PR #553, opened 2022-02-03
Refactor component <> feature relationship from many-to-many to many-to-one

johnclary:
## Associated issues
https://github.com/cityofaustin/atd-data-tech/issues/8389

Todo:
- [x] Test/update: links to signals from dashboard, project summary
- [x] Create a migration to backfill existing projects
- [x] Test that fetching the complete geometry from agol is working
- [x] Think about the use of `PROJECT_EXTENT_ID` in this code: i'd like to change up the way we use this property, but can leave it out of scope. Chia took care of all the immediate needs in #546 
- [x] Test/update: Knack sync: Holding off until #522 can be incorporated
- [ ] Not doing this: Delete all projects in staging - will do before merging [8157-new-tile-endpoint](https://github.com/cityofaustin/atd-moped/tree/8157-new-tile-endpoint) to main

## Summary of changes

:::

[Exercise directions] Gather each line from the entries above that includes the word "projects".

[Answer section]
- [x] Create a migration to backfill existing projects
- [ ] Not doing this: Delete all projects in staging - will do before merging [8157-new-tile-endpoint](https://github.com/cityofaustin/atd-moped/tree/8157-new-tile-endpoint) to main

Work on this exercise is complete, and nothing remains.